(SOURCE MATERIAL)

PR #14416, opened 2026-04-28
Fix: preserve infinity available_int zero filter

buua436:

preserve infinity available_int zero filter

### Type of change


wangq8 (approved):
LGTM

PR #15219, opened 2026-05-25
Docs: Minimum required Python version increased to 3.13.

writinwaters:

Minimum Python version increased to 3.13.

### Type of change

- [x] Documentation Update


writinwaters:
@6ba3i I took the liberty of using the right-to-left formmating on the Arabian translation, and would appreciate your double check.

Cheers.

PR #15222, opened 2026-05-25
feat(go): implement provider DeerAPI

dripsmvcp:
## Summary
- Adds chat support for **DeerAPI** as a new `DeerAPIModel` Go driver, so the Go API server can route DeerAPI instances. The `conf/llm_factories.json` DeerAPI factory and the Python side already exist; only the Go driver was missing.

## Root Cause
`conf/llm_factories.json` registers a `DeerAPI` factory (tags `LLM,TEXT EMBEDDING,IMAGE2TEXT`, 23 chat models), and the Python side routes DeerAPI through the unified LiteLLM dispatcher — `SupportedLiteLLMProvider.DeerAPI` with base URL `https://api.deerapi.com/v1` and prefix `openai/` (`rag/llm/__init__.py:55,88,129`). But `internal/entity/models/` had no `deerapi.go` and `conf/models/` had no `deerapi.json`, so DeerAPI fell through to `DummyModel` and could not be used from the Go API server.

## Fix
DeerAPI is an OpenAI-API-compatible aggregator, so the driver mirrors the existing Astraflow / Novita SaaS pattern:

- **`conf/models/deerapi.json`** — factory entry, default base URL `https://api.deerapi.com/v1`, 23 chat models (GPT-5/4.1, Claude, Grok, DeepSeek, Qwen).
- **`internal/entity/models/deerapi.go`** — `ChatWithMessages`, `ChatStreamlyWithSender` (SSE with `reasoning_content` routing, `finish_reason` honored on delta-less terminal frames, upstream-error surfacing), `ListModels`, `CheckConnection`. All other method types return `no such method`.
- **`internal/entity/models/factory.go`** — registers `"deerapi"`.
- **`internal/entity/models/deerapi_test.go`** — happy paths, missing-key / empty-messages / HTTP-error guards, streaming reasoning split, delta-less `finish_reason`, malformed-frame and upstream-error surfacing, `ListModels` / `CheckConnection`, and `no such method` for unimplemented methods.

This initial driver implements **chat only**. Embed (`TEXT EMBEDDING`) and Image2Text (`IMAGE2TEXT`), both advertised in the factory tags, are deferred to follow-up PRs — mirroring how Novita, TogetherAI, and Astraflow landed method-by-method.

## Test Plan
- [x] Regression test added: `internal/entity/models/deerapi_test.go`
- [ ] `go test ./internal/entity/models/...` — not run locally (no Go toolchain in this environment). The driver is a mechanical adaptation of the already-merged Astraflow/Novita drivers; relying on CI.

Part of the Go API-server provider rewrite (#14736).

### DIFF
--- a/conf/models/deerapi.json
+++ b/conf/models/deerapi.json
@@ -1,0 +1,174 @@
+{
+  "name": "DeerAPI",
+  "url": {
+    "default": "https://api.deerapi.com/v1"
+  },
+  "url_suffix": {
+    "chat": "chat/completions",
+    "models": "models"
+  },
+  "class": "deerapi",
+  "models": [
+    {
+      "name": "gpt-5-chat-latest",
+      "max_tokens": 400000,
+      "model_types": [
+        "chat"
+      ]
+    },
+    {
+      "name": "chatgpt-4o-latest",
+      "max_tokens": 128000,
+      "model_types": [
+        "chat"
+      ]
+    },
+    {
+      "name": "gpt-5-mini",
+      "max_tokens": 400000,
+      "model_types": [
+        "chat"
+      ]
+    },
+    {
+      "name": "gpt-5-nano",
+      "max_tokens": 400000,
+      "model_types": [
+        "chat"
+      ]
+    },
+    {
+      "name": "gpt-5",
+      "max_tokens": 400000,
+      "model_types": [
+        "chat"
+      ]
+    },
+    {
+      "name": "gpt-4.1-mini",
+      "max_tokens": 1047576,
+      "model_types": [
+        "chat"
+      ]
+    },
+    {
+      "name": "gpt-4.1-nano",
+      "max_tokens": 1047576,
+      "model_types": [
+        "chat"
+      ]
+    },
+    {
+      "name": "gpt-4.1",
+      "max_tokens": 1047576,
+      "model_types": [
+        "chat"
+      ]
+    },
+    {
+      "name": "gpt-4o-mini",
+      "max_tokens": 128000,
+      "model_types": [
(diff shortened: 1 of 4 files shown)


Haruko386 (changes requested):
@dripsmvcp `DeerAPI` has stoped register.
How did you get Api-Key.
Let me know if I was wrong

dripsmvcp:
Hey @Haruko386 👋 thanks for flagging this — honestly a fair thing to ask.

Let me be upfront: I didn't build this off my own DeerAPI key. I was filling a gap — DeerAPI is already a supported provider on the Python side (merged a while back in #10303, by the DeerAPI folks themselves), but the new Go API server didn't have a driver for it yet. So this PR just brings Go up to parity with what Python already does. I also called out in the description that I couldn't do a live end-to-end run from my environment and was leaning on CI + the shared OpenAI-compatible pattern the other drivers use.

On the "stopped registering" part — I poked at it just now, and the API itself still seems alive:

- `GET https://api.deerapi.com/v1/models` → `401` (just the normal "you forgot your key" response)
- `https://deerapi.com` → `301`

So the endpoint the driver talks to is still up. What you're describing sounds more like **they've closed new sign-ups**, which is different from the service being dead — and that part I genuinely can't confirm, so you may well be right.

I'll leave the call to you:

- **If new registration is really closed** → let's hold this one, and we should probably look at the Python provider too, since it'd be in the same spot.
- **If existing keys still work** (the API answering suggests they might) → merging keeps Go and Python consistent.

Either way I'm happy to follow your lead — close it, hold it, or tweak anything else. Just let me know 🙏

PR #15159, opened 2026-05-22
feat[go]: implement provider: TokenHub

Dimon0000000:
### What problem does this PR solve?

implement provider TokenHub

### Type of change

- [x] New Feature (non-breaking change which adds functionality)

PR #15224, opened 2026-05-26
fix(tokenhub): wire Go driver and harden requests

JSONbored:
## Summary
- Wire the Go TokenHub provider through the model factory.
- Harden TokenHub request handling for chat, streaming, embeddings, and model listing.
- Add focused TokenHub unit coverage for factory wiring and provider behavior.

## What changed
- Register `tokenhub` in `ModelFactory` so configured TokenHub instances create `TokenHubModel` instead of falling through to the dummy driver.
- Keep `ChatWithMessages` on the non-streaming path even when a shared chat config contains `stream: true`.
- Validate required API key, model, and sender inputs before sending TokenHub requests.
- Remove raw SSE line logging from streaming responses.
- Guard TokenHub model-list response parsing against malformed rows or unexpected response shapes.

## Why
TokenHub provider configuration and the driver were added in #15159, but the factory path still did not instantiate the TokenHub driver. This completes that wiring and adds regression coverage for the Go provider work tracked under #14736.

## Validation
- `go test ./internal/entity/models -run TestTokenHub -count=1 -v`
- `git diff --check`
- CodeRabbit review on the uncommitted diff; follow-up test coverage was added and the final review reported no findings.
- Codex Security diff review found no new issues in the TokenHub changes.

## Notes
- Refs #14736.
- Follows up #15159.

### DIFF
--- a/internal/entity/models/factory.go
+++ b/internal/entity/models/factory.go
@@ -103,6 +103,8 @@ func (f *ModelFactory) CreateModelDriver(providerName string, baseURL map[string
 		return NewHunyuanModel(baseURL, urlSuffix), nil
 	case "tokenpony":
 		return NewTokenPonyModel(baseURL, urlSuffix), nil
+	case "tokenhub":
+		return NewTokenHubModel(baseURL, urlSuffix), nil
 	case "novita":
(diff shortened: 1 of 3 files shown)


Haruko386 (approved):
LGTM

(End SOURCE MATERIAL)

**TASK ITEM**. Reproduce the lines from the one with "- Codex Security" to the end of the data exactly, leaving out every earlier line.

**TASK OUTPUT**.
- Codex Security diff review found no new issues in the TokenHub changes.

## Notes
- Refs #14736.
- Follows up #15159.

### DIFF
--- a/internal/entity/models/factory.go
+++ b/internal/entity/models/factory.go
@@ -103,6 +103,8 @@ func (f *ModelFactory) CreateModelDriver(providerName string, baseURL map[string
 		return NewHunyuanModel(baseURL, urlSuffix), nil
 	case "tokenpony":
 		return NewTokenPonyModel(baseURL, urlSuffix), nil
+	case "tokenhub":
+		return NewTokenHubModel(baseURL, urlSuffix), nil
 	case "novita":
(diff shortened: 1 of 3 files shown)


Haruko386 (approved):
LGTM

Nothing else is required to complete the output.